The geographic diversity of the Access Now team is a deliberate strategy to support users in various cultural and political contexts. Whether it’s an activist in Mexico or a human rights lawyer in Greece, the team provides localized understanding that is crucial during a crisis. These investigators understand the specific threats posed by local police and intelligence agencies, allowing them to tailor their security advice to the specific risks of the region. This localized expertise ensures that spyware investigations are not just technically accurate, but also culturally and politically relevant to the person whose life may be at risk.

The Future of Digital Protection for Civil Society

Looking ahead, the battle between state-sponsored hackers and digital defenders is only intensifying. As spyware becomes more affordable and accessible to more regimes, the demand for expert investigations will continue to outpace the available resources. Organizations like Access Now are continuously scaling their operations, seeking to automate some parts of the detection process while maintaining the high-touch human interaction that defines their service. The goal is to create a world where no journalist or activist has to face a government-backed cyberattack alone, ensuring that the "digital frontline" remains manned by experts committed to the freedom of information.

How to Seek Help and Stay Digitally Resilient

For those working in high-risk professions, the advice from the frontline is clear: vigilance is key, but professional support is a necessity.

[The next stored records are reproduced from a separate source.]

PR #1719, opened 2016-06-12
RPL: Remove useless `else' block as def_route will be removed before if ex…

jcook:
RPL: Remove useless `else' block as def_route will be removed before if existed.
Keep this logic will bring confusion.

### DIFF
--- a/core/net/rpl/rpl-dag.c
+++ b/core/net/rpl/rpl-dag.c
@@ -554,13 +554,6 @@ rpl_set_default_route(rpl_instance_t *instance, uip_ipaddr_t *from)
     if(instance->def_route == NULL) {
       return 0;
     }
-  } else {
-    PRINTF("RPL: Removing default route\n");
-    if(instance->def_route != NULL) {
-      uip_ds6_defrt_rm(instance->def_route);
-    } else {
-      PRINTF("RPL: Not actually removing default route, since instance had no default route\n");
-    }
   }
   return 1;
 }


simonduq:
The intent of this block was to enable deleting the default route by simply passing a null argument. Closing. Please re-open if I missed something!

greg-king5:
`rpl_set_default_route()` replaces an old default-route.  It does that by deleting the old route -- unconditionally; then, adding a new route -- conditionally.  There is no point in _trying_ to delete the old route _twice_.

simonduq:
Right, so I was indeed missing something! Makes sense.
Sorry.

simonduq:
:+1: if Travis is green

MohamedSeliem:
i do not think removing the else statement will do the fix, 
you may try this:
int
 rpl_set_default_route(rpl_instance_t *instance, uip_ipaddr_t *from)
 {

   if(from != NULL) {
     PRINTF("RPL: Adding default route through ");
     PRINT6ADDR(from);
     PRINTF("\n");
     uip_ds6_defrt_rm(instance->def_route); //first remove the old route
     instance->def_route = uip_ds6_defrt_add(from,
         RPL_DEFAULT_ROUTE_INFINITE_LIFETIME ? 0 : RPL_LIFETIME(instance, instance->default_lifetime)); // add the new route assuming it has value that is not equal to null
     if(instance->def_route == NULL) {
       return 0; // however the new def_route is equal null return 0 to indicate that the default route is not added
     }
  } else {
   // in case from is equal to null, then we need to remove the def_route
    PRINTF("RPL: Removing default route\n");
    if(instance->def_route != NULL) {
      uip_ds6_defrt_rm(instance->def_route);
    } else {
      PRINTF("RPL: Not actually removing default route, since instance had no default route\n");
   }
   }
   return 1;
 }

greg-king5:
Why would it not work?  After simply removing that redundant else-block, the old code will continue to do the same thing that your code does; but, it is smaller:

1. If there is an old route, then remove it.
2. If a new route is requested, then attempt to add it.
3. Return "false" if that attempt failed.
4. Return "true" if the attempt succeeded, or it was not requested.

MohamedSeliem:
:+1:

jcook:
@simonduq so you will merge this change?

simonduq:
waiting for another pair of eyes from the merge team to validate, see the merging policy:
https://github.com/contiki-os/contiki/blob/master/CONTRIBUTING.md#pull-request-merging-policy

nvt:
:+1:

If you receive a threat notification or notice suspicious activity on your device, reaching out to a verified spyware investigation team is the most important step you can take. While the threats are sophisticated, the global community of digital defenders is more connected than ever. By utilizing resources like the Digital Security Helpline, individuals can turn a moment of extreme vulnerability into a coordinated defense, protecting not just their own data, but the vital work they do for society at large.